Interactions of MAOIs?
- Interact with tyramine-containing foods (cheese, red wine) –> inhibition of peripheral metabolism of tyramine –> hypertensive crisis. Also avoid indirectly acting sympathomimetic amines (amphetamine, ephedrine, fenfluramine, phenylpropanolamine) – present in many cough mixtures and nasal decongestants.
- Avoid L-Dopa, pethidine, insulin and barbituates.
- Can interact dangerously with tricyclics
- TCA/SSRI should not be started until 2 weeks after stopping a MAOI. A MAOI should not be started until at least 7-14 days after stopping a TCA/SSRI.
Monitoring/overdose in MAOIs?
Overdose = extremely serious and should lead to immediate hospitalisation. Signs/symptoms may be absent in initial 12-hour period following overdose.
Example/mechanism of RIMA? (reversible inhibitor of monoamine oxidase A)
Moclobemide – selective for MAO-A, not B. Is also reversible so can be displaced by tyramine, therefore much less likely to cause a food or drug interaction.
Examples of first generations antipsychotics?
Butyrophenones = Haloperidol
Thioxanthenes = Flupentixol, Zuclopenthixol
Diphenylbuytlpiperidines = Pimozide
Aliphatic (Phenothiazines) = Chlorpromazine, Levomepromazine
Piperazines (Phenothiazines) = Fluphenazine, Trifluoperazine
Piperidines (Phenothiazines) = Pipotiazine palmiate
Mechanism of action of first generation antipsychotics?
Block postsynaptic dopamine D2 receptors in the CNS. Antidopaminergic action on the mesolimbic system is the effect required – dopamine hypothesis. Antidopaminergic action on other systems (tuberoinfundibular and nigrostriatal pathways) results in adverse side effects.
Clinical indications of 1st gen antipsychotics
Indicated in the treatment of schizophrenia, the acute symptoms of mania and psychotic symptoms resulting from organic disorders and psychoactive substance abuse.
Classes of side-effects of 1st gen antipsychotics?
Tuberoinfundibular (dopamingergic) Nigrostriatal (dopaminergic) Acetylcholine (muscarinic) Adrenaline/noradrenaline Histamine Neuroleptic malignant syndrome
Tuberoinfundibular (dopaminergic) side effects of 1st gen antipsychotics?
Dopamine is prolactin inhibitory factors, so typical antipsychotics cause hyperprolactinaemia –> galactorrhoea, gynaecomastia, menstrual disturbances, reduced sperm count and reduce libido.
Nigrostriatal (dopaminergic) side effects of 1st gen antipsychotics?
Antidopaminergic action on NS system results in extrapyramidal side-effects (EPSE).
Parkinsonism, Acute Dystonias, Akathisia, Tardive Dyskinesia.
Antimuscarinic side-effects of 1st gen antipsychotics?
Dry mouth, blurred vision, urinary retention, nasal congestion, constipation. Central antimuscarinic actions can lead to convulsions and pyrexia.

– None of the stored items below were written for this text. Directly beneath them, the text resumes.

PR #174, opened 2020-09-14
Various dashboard improvements

roecla:
- [x] add id column to the dashboard and use it to uniquely identify parameters everywhere in the monitoring app
- [x] only save and update parameters that are actually plotted
- [x] minor aesthetic improvements (e.g. plot size)
- [x] small fixes in the dashboard how to guide
- [x] new gif of the styled dashboard in the how to guide

### DIFF
--- a/estimagic/dashboard/monitoring_app.py
+++ b/estimagic/dashboard/monitoring_app.py
@@ -48,8 +48,10 @@ def monitoring_app(
     database = load_database(path=session_data["database_path"])
     start_point = _calculate_start_point(database, rollover, jump)
     session_data["last_retrieved"] = start_point
-    start_params, group_to_params = _get_group_to_params_from_database(database)
-    criterion_history, params_history = _create_cds_for_monitoring_app(start_params)
+    start_params, group_to_param_ids = _get_group_to_param_ids_from_database(database)
+    criterion_history, params_history = _create_cds_for_monitoring_app(
+        start_params, group_to_param_ids
+    )
 
     # create elements
     button_row = _create_button_row(
@@ -64,7 +66,7 @@ def monitoring_app(
     monitoring_plots = _create_initial_convergence_plots(
         criterion_history=criterion_history,
         params_history=params_history,
-        group_to_params=group_to_params,
+        group_to_param_ids=group_to_param_ids,
         start_params=start_params,
     )
 
@@ -76,14 +78,14 @@ def monitoring_app(
     doc.add_root(tabs)
 
 
-def _get_group_to_params_from_database(database):
+def _get_group_to_param_ids_from_database(database):
     """Map each group name to the parameters' names that belong to it.
 
     Args:
         database (sqlalchemy.MetaData): Bound metadata object.
 
     Returns:
-        group_to_params (dict): keys are the group names, values are parameter names.
+        group_to_param_ids (dict): keys are the group names, values are parameter names.
 
     """
     optimization_problem = read_last_rows(
@@ -94,8 +96,8 @@ def _get_group_to_params_from_database(database):
     )
     start_params = optimization_problem["params"][0]
     start_params["id"] = _create_id_column(start_params)
-    group_to_params = _map_groups_to_param_ids(start_params)
-    return start_params, group_to_params
+    group_to_param_ids = _map_groups_to_param_ids(start_params)
+    return start_params, group_to_param_ids
 
 
 def _create_id_column(df):
@@ -121,21 +123,21 @@ def _map_groups_to_param_ids(params):
             "group" column and Index.
 
     Returns:
-        group_to_params (dict):
+        group_to_param_ids (dict):
             Keys are the values of the "group" column. The values are lists with
             bokeh friendly strings of the index tuples identifying the parameters
             that belong to this group. Parameters where group is None, "" or False
             are ignored.
 
     """
-    group_to_params = {}
+    group_to_param_ids = {}
     for group in params["group"].unique():
         if group is not None and group == group and group != "" and group is not False:
-            group_to_params[group] = list(params[params["group"] == group]["id"])
-    return group_to_params
+            group_to_param_ids[group] = list(params[params["group"] == group]["id"])
+    return group_to_param_ids
 
 
-def _create_cds_for_monitoring_app(start_params):
+def _create_cds_for_monitoring_app(start_params, group_to_param_ids):
     """Create the ColumnDataSources for saving the criterion and parameter values.
 
     They will be periodically updated from the database.
@@ -145,6 +147,7 @@ def _create_cds_for_monitoring_app(start_params):
     Args:
         start_params (pd.DataFrame): See :ref:`params`. It includes a dashboard
             specific id column.
+        group_to_param_ids ()
 
     Returns:
         criterion_history (bokeh.ColumnDataSource)
@@ -154,10 +157,10 @@ def _create_cds_for_monitoring_app(start_params):
     crit_data = {"iteration": [], "criterion": []}
     criterion_history = ColumnDataSource(crit_data, name="criterion_history_cds")
 
-    param_names = start_params["id"].tolist()
+    param_ids = [id_ for id_list in group_to_param_ids.values() for id_ in id_list]
     params_data = {"iteration": []}
-    for name in param_names:
-        params_data[name] = []
+    for id_ in param_ids:
+        params_data[id_] = []
     params_history = ColumnDataSource(params_data, name="params_history_cds")
 
     return criterion_history, params_history
@@ -189,14 +192,14 @@ def _calculate_start_point(database, rollover, jump):
 
 
 def _create_initial_convergence_plots(
-    criterion_history, params_history, group_to_params, start_params,
+    criterion_history, params_history, group_to_param_ids, start_params,
 ):
     """Create the initial convergence plots.
 
     Args:
         criterion_history (bokeh ColumnDataSource)
         params_history (bokeh ColumnDataSource)
-        group_to_params (dict):
+        group_to_param_ids (dict):
             Keys are the values of the "group" column. The values are lists with
             bokeh friendly strings of the index tuples identifying the parameters
             that belong to this group. Parameters where group is None, "" or False
@@ -210,7 +213,7 @@ def _create_initial_convergence_plots(
 
     """
     param_plots = []
-    for group, param_ids in group_to_params.items():
+    for group, param_ids in group_to_param_ids.items():
         param_names = [
             start_params.query(f"id == '{id_}'")["name"].iloc[0] for id_ in param_ids
         ]
--- a/estimagic/dashboard/monitoring_app.py
+++ b/estimagic/dashboard/monitoring_app.py
@@ -60,8 +60,8 @@ def monitoring_app(
     session_data["last_retrieved"] = start_point
     start_params = read_start_params(path_or_database=database)
     start_params["id"] = _create_id_column(start_params)
-    group_to_param_ids = _map_groups_to_other_column(start_params, "id")
-    group_to_param_names = _map_groups_to_other_column(start_params, "name")
+    group_to_param_ids = _map_group_to_other_column(start_params, "id")
+    group_to_param_names = _map_group_to_other_column(start_params, "name")
     criterion_history, params_history = _create_cds_for_monitoring_app(
         group_to_param_ids
     )
@@ -111,7 +111,7 @@ def _create_id_column(df):
     return ids.astype(str)
 
 
-def _map_groups_to_other_column(params, column_name):
+def _map_group_to_other_column(params, column_name):
     """Map the group name to lists of one column's values of the group's parameters.
 
     Args:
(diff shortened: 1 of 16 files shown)


estimagic/dashboard/monitoring_app.py
```diff
@@ -91,11 +95,26 @@ def _get_group_to_params_from_database(database):
...
     )
     start_params = optimization_problem["params"][0]
-    group_to_params = _map_groups_to_params(start_params)
-    return start_params, group_to_params
+    start_params["id"] = _create_id_column(start_params)
+    group_to_param_ids = _map_groups_to_param_ids(start_params)
+    return start_params, group_to_param_ids
+
+
+def _create_id_column(df):
```
janosg, line 103: If the ID is only used internally, why not just use integers (if necessary coded as string, i.e. `"0", "1", ...` as IDs?

estimagic/dashboard/monitoring_app.py
```diff
@@ -91,11 +95,26 @@ def _get_group_to_params_from_database(database):
...
+    if isinstance(df.index, pd.MultiIndex):
+        index_df = df.index.to_frame()
+        ids = index_df.astype(str).apply(lambda x: "_".join(x), axis=1)
+    else:
+        ids = df.index.to_series().astype(str)
+    # we check in optimize that there are no duplicates in the index but
+    # it is theoretically possible that the ids still have duplicate ids
+    # because everything is converted to strings,
+    # i.e. 1 and "1" would become identical and could introduce duplicates.
+    assert not ids.duplicated().any(), "Duplicates in the dashboard's id column."
```
janosg, line 113: The approach from above would also solve this

estimagic/dashboard/monitoring_app.py
```diff
@@ -136,10 +157,10 @@ def _create_cds_for_monitoring_app(start_params):
     crit_data = {"iteration": [], "criterion": []}
     criterion_history = ColumnDataSource(crit_data, name="criterion_history_cds")
 
-    param_names = start_params["name"].tolist()
+    param_ids = [id_ for id_list in group_to_param_ids.values() for id_ in id_list]
```
janosg, line 160: Such a nested list comprehension is too complex. Can't we just get the `params_ids` from the `start_params` or if we use integers as IDs just construct it as a range?

estimagic/dashboard/monitoring_app.py
```diff
@@ -136,10 +157,10 @@ def _create_cds_for_monitoring_app(start_params):
...
     params_data = {"iteration": []}
-    for name in param_names:
-        params_data[name] = []
+    for id_ in param_ids:
```
janosg, line 162: Here a dictionary comprehension would be more readable

estimagic/dashboard/monitoring_app.py
```diff
@@ -171,28 +192,37 @@ def _calculate_start_point(database, rollover, jump):
...
     Returns:
         convergence_plots (list): List of bokeh Row elements, each containing one
             convergence plot.
 
     """
     param_plots = []
-    for g, group_params in group_to_params.items():
+    for group, param_ids in group_to_param_ids.items():
+        param_names = [
+            start_params.query(f"id == '{id_}'")["name"].iloc[0] for id_ in param_ids
```
janosg, line 218: If we abstract the `group_to_params_ids` function a bit, such that it can map groups to any column we could re-use to get a mapping from groups to names. This would simplify the code here.

estimagic/dashboard/monitoring_callbacks.py
```diff
@@ -149,6 +151,7 @@ def _update_monitoring_tab(
         param_cds (bokeh.ColumnDataSource)
 
     """
+    clip_bound = 1e40
```
janosg, line 154: Please move this to `estimagic.config`

estimagic/dashboard/monitoring_callbacks.py
```diff
@@ -162,36 +165,48 @@ def _update_monitoring_tab(
...
 
     # update the parameter plots
-    param_names = start_params["name"].tolist()
-    params_data = _create_params_data_for_update(data, param_names)
-    param_cds.stream(params_data, rollover=rollover)
+    # Note: we need **all** parameter ids to correctly map them to the parameter entries
+    # in the database. Only after can we restrict them to the entries we need.
+    param_ids = start_params["id"].tolist()
+    params_data = _create_params_data_for_update(data, param_ids, clip_bound)
+    available_keys = param_cds.data.keys()
```
janosg, line 181: As discussed, I am in favor of defining a `stream_data` function that does the reduction automatically instead of calling `cds.stream` with a reduced dictionary, i.e:
```python
def stream_data(cds, data):
    # reduce data to present columns
    # call cds.stream with reduced data
```

estimagic/dashboard/plot_functions.py
```diff
@@ -37,6 +37,10 @@ def plot_time_series(
     plot = create_styled_figure(
         title=title, name=name, logscale=logscale, plot_width=plot_width
     )
+    # this ensures that the y range spans at least 0.1
+    plot.y_range.range_padding = 0.05
```
janosg, line 41: Please move to `estimagic.config`

estimagic/dashboard/plot_functions.py
```diff
@@ -37,6 +37,10 @@ def plot_time_series(
...
+    plot.y_range.range_padding_units = "absolute"
+
     colors = get_colors("categorical", len(y_keys))
 
     legend_items = [(" " * 60, [])]
```
janosg, line 46: Please move to `estimagic.config`

estimagic/dashboard/plot_functions.py
```diff
@@ -84,12 +88,12 @@ def create_styled_figure(
         fig (bokeh Figure)
 
     """
-    plot_width = plot_width if plot_width is not None else 800
+    plot_width = plot_width if plot_width is not None else 750
```
janosg, line 91: Please move to `estimagic.config`

estimagic/dashboard/plot_functions.py
```diff
@@ -84,12 +88,12 @@ def create_styled_figure(
...
 
     name = name if name is not None else title
     y_axis_type = "log" if logscale else "linear"
     fig = figure(
-        plot_height=300,
+        plot_height=250,
```
janosg, line 96: Please move to `estimagic.config`

estimagic/optimization/optimize.py
```diff
@@ -534,7 +534,8 @@ def _single_optimize(
         try:
             algorithm = AVAILABLE_ALGORITHMS[algorithm]
         except KeyError:
-            proposed = propose_algorithms(algorithm, list(AVAILABLE_ALGORITHMS))
+            possibilities = [v.__name__ for v in AVAILABLE_ALGORITHMS.values()]
```
janosg, line 537: Can't we use the keys instead of the `__name__` attribute of the values? This attribute is not always there and might also not be correct. For example, if an algorithm is a partialed function, it does not necessarily have the right `__name__`

estimagic/tests/dashboard/test_monitoring_app.py
```diff
@@ -75,85 +84,112 @@ def fake_read_last_rows(**kwargs):
...
+    multi_params["group"] = ["a", "a", "b", "b"]
+    multi_params["name"] = ["this", "repeats"] * 2
+    multi_params["3rd level"] = [3, 4, 5, 6]
+    multi_params.set_index(["group", "name", "3rd level"], inplace=True)
+
+    res = monitoring._create_id_column(multi_params)
+    expected = pd.Series(
+        ["a_this_3", "a_repeats_4", "b_this_5", "b_repeats_6"], index=multi_params.index
+    )
+    pdt.assert_series_equal(res, expected)
```
janosg, line 111: The distinction between the two cases becomes irrelevant if we move to the proposed solution.

estimagic/tests/dashboard/test_monitoring_app.py
```diff
@@ -75,85 +84,112 @@ def fake_read_last_rows(**kwargs):
...
+    params["id"] = ["a", "b", "c", "d"]
     params.index = ["a", "b", "c", "d"]
     expected = {}
-    res = monitoring._map_groups_to_params(params)
+    res = monitoring._map_groups_to_param_ids(params)
     assert expected == res
 
 
-def test_map_groups_to_params_group_empty():
+def test_map_groups_to_param_ids_group_empty():
```
janosg, line 141: Can we parametrize those tests? They look very similar!

estimagic/dashboard/monitoring_callbacks.py
roecla: I implemented the solution proposed by @hmgaudecker (0afeae5).

estimagic/dashboard/monitoring_callbacks.py
roecla: Done in 0afeae5.

estimagic/dashboard/monitoring_app.py
roecla: I like that solution because then the identifiers give the location in the parameter array. I also set the id to `'None'` for parameters that are not plotted. (0081c97)

estimagic/dashboard/monitoring_app.py
roecla: Would also be possible but the `param_names` are actually not used anymore in this function so I stuck to creating the `param_ids` in a loop from `group_to_param_ids` and got rid of the `start_params` as argument. (0081c97)

estimagic/dashboard/monitoring_app.py
roecla: Done (0081c97).

estimagic/dashboard/monitoring_app.py
roecla: Agreed, much nicer this way. (0081c97)

estimagic/dashboard/plot_functions.py
roecla: I moved all style settings to the config in fbbe96d.

estimagic/optimization/optimize.py
roecla: You are perfectly right (b5fcf5d).

estimagic/tests/dashboard/test_monitoring_app.py
roecla: Yes, that simplified the tests a lot. I parametrized the tests and kept the MultiIndex case in since I switched to using `groupby`. (b5fcf5d)

estimagic/dashboard/monitoring_app.py
```diff
@@ -47,8 +58,13 @@ def monitoring_app(
     database = load_database(path=session_data["database_path"])
     start_point = _calculate_start_point(database, rollover, jump)
     session_data["last_retrieved"] = start_point
-    start_params, group_to_params = _get_group_to_params_from_database(database)
-    criterion_history, params_history = _create_cds_for_monitoring_app(start_params)
+    start_params = load_start_params(path_or_database=database)
+    start_params["id"] = _create_id_column(start_params)
+    group_to_param_ids = _map_groups_to_param_values(start_params, "id")
```
janosg, line 63: `_map_group_to_param_values` is not very good, because it can be any column and rarely will be the value column. 

`_map_group_to_other_column` would be better.

estimagic/dashboard/monitoring_app.py
```diff
@@ -73,60 +90,58 @@ def monitoring_app(
...
+            to the particular group.
 
     """
-    group_to_params = {}
-    for group in params["group"].unique():
-        if group is not None and group == group and group != "" and group is not False:
-            group_to_params[group] = list(params[params["group"] == group]["name"])
-    return group_to_params
+    to_plot = params[~params["group"].isin([None, False, np.nan, ""])]
+    group_to_inds = to_plot.groupby("group").groups
```
janosg, line 128: what does `_inds` stand for?

estimagic/logging/read_log.py
```diff
@@ -35,7 +36,7 @@ def read_optimization_iteration(path, iteration, include_internals=False):
         KeyError: if the iteration is out of bounds.
 
     """
-    database = load_database(path=path, fast_logging=False)
+    database = load_database(**_process_path_or_database(path_or_database))
     optimization_problem = read_last_rows(
```
janosg, line 40: Here we should also use the `read_start_params` function then

estimagic/logging/read_log.py
```diff
@@ -81,3 +82,56 @@ def read_optimization_iteration(path, iteration, include_internals=False):
             del data[key]
 
     return data
+
+
+def load_start_params(path_or_database):
```
janosg, line 87: rename to `read_start_params` to be more consistent.

estimagic/dashboard/monitoring_app.py
roecla: indices. I changed it to group_to_indices in a675a68.

estimagic/dashboard/monitoring_app.py
roecla: Done in a675a68.

estimagic/logging/read_log.py
roecla: True. (a675a68)

estimagic/logging/read_log.py
roecla: Done in a675a68 .

janosg (approved):
Thanks!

Adrenaline/noradrenaline side effects of 1st gen antipsychotics?
Postural hypotension, failure of ejaculation
Histamine side effects of 1st gen antipsychotics?
edation (can be a benefit), weight gain
What is neuroleptic malignant syndrome?
Potentially fatal toxic delirious state. Characterised by: autonomic dysfunction (hyperthermia, tachycardia, labile blood pressure, pallor, sweating); fluctuating level of consciousness; muscular rigidity; urinary incontinence.
Requires urgent medical treatment. Lab results show ↑serum CK and ↑WBC count.
What can you do for people on 1st gen antipsychotics who are bad at taking their medications?
Typical AP medication can be given by depot injection – administered by deep IM injection at intervals of 2-8 weeks. Benefit is improved compliance, less potential for abuse/overdose and improved bioavailability.
Only one atypical AP medication available for depot – risperidone.